– Krabs, esse é o homem que te falei, o Doutor Ministrum.

– Nome estranho – resmungou Krabs.

Estavam todos no escritório de George Thadeus, o grande executivo. Mas era uma reunião privada. Apenas três homens. Krabs não gostou do rosto do homem tão logo o viu. O Doutor retirou de sua sacola o aparelho. Uma antena parabólica, uma caixa suja e um alto-falante.

– O que exatamente isso deveria fazer? – perguntou Krabs com desdém.

Ele era desagradável, baixinho e untuoso. Nem o chefe gostava dele. Mas George era inteligente o suficiente para manter uma pessoa competente empregada. E tanto era que Krabs agora era seu assistente pessoal. Começara como contínuo, quando isso ainda existia.

– Bem – disse o professor – isso é uma receptor tele-empático. Eu não se se vocês sabem, mas desde o fim da Era Atômica, foi provado que telepatas existem. Ou pelo menos passaram a existir depois das bombas. Tudo bem que não há um consenso sobre como funciona, mas funciona. E as ondas cerebrais são diferentes. Tudo o que eu fiz foi gerar um alarme.

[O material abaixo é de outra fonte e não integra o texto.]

PR #819, opened 2024-05-01
Plugin for PyPI api tokens

Chandra158:
## Please check if the PR fulfills these requirements

- [x] All CI checks are green

## What kind of change does this PR introduce?

- Feature: new plugin for PyPI tokens
- [Token format](https://warehouse.pypa.io/development/token-scanning.html): 
> PyPI token is bound to start with:
> pypi-AgEIcHlwaS5vcmc[A-Za-z0-9-_]{70,}
> A token can be arbitrary long because we may add arbitrary many caveats.

## Tests
- New test added for plugin

### DIFF
--- a/README.md
+++ b/README.md
@@ -109,6 +109,7 @@ KeywordDetector
 MailchimpDetector
 NpmDetector
 PrivateKeyDetector
+PypiTokenDetector
 SendGridDetector
 SlackDetector
 SoftlayerDetector
--- a/detect_secrets/plugins/pypi_token.py
+++ b/detect_secrets/plugins/pypi_token.py
@@ -1,0 +1,16 @@
+"""
+This plugin searches for PyPI tokens
+"""
+import re
+
+from detect_secrets.plugins.base import RegexBasedDetector
+
+
+class PypiTokenDetector(RegexBasedDetector):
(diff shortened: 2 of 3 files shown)


lorenzodb1 (commented):
Two questions:
1) does the TestPypi token have the same format?
2) is there a way to check the validity of the token?

Chandra158:
> 1. does the TestPypi token have the same format?

TestPypi has different format: `pypi-AgENdGVzdC5weXBpLm9yZw[A-Za-z0-9-_]{70,}`

> 2. is there a way to check the validity of the token?

This is not supported yet. ([refs](https://github.com/pypi/warehouse/issues/6407))
There're some hacky way to do it but it'd also require other details like `username` in addition to the token.

lorenzodb1:
Could you add checks for Test Pypi too?

>There're some hacky way to do it but it'd also require other details like `username` in addition to the token.

Do you think is something we could add as optional? Maybe you could add it as a configurable option for the user in the baseline file.

Chandra158:
Added a new commit for the test.pypi tokens. 

> Do you think is something we could add as optional? 

IMO, there's no way to validate yet.

lorenzodb1 (approved):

– Entende agora, Krabs? Isso resolverá nosso problema. É evidente que há um telepata em nossos funcionários. Como é que sempre roubam nossas ideias?

– Krabs… chefe… eu não tenho motivo pra acreditar nisso… são ideias…

– Por que me chamou de Krabs?

– Permitam-me uma demonstração. O doutor apertou o aparelho com brutalidade. O botão rangeu. Mas no lugar de um apito ou mesmo de silêncio, veio uma voz entrecortada e mecânica como a de um robô.

– ELES VÃO ME DESCOBRIR ELES JÁ ME DESCOBRIRAM O CHEFE VAI ME DEMITIR OU FAZER COISA P IOR A NÃO SER QUE EU…

“De onde ele tirou isso?

Como conseguiu?”

Com a arma que havia na gaveta de George, Krabs apontou para o doutor, cheio de ódio, ele levantou as mãos, como se fosse se explicar, mas a bala destruiu sua cabeça.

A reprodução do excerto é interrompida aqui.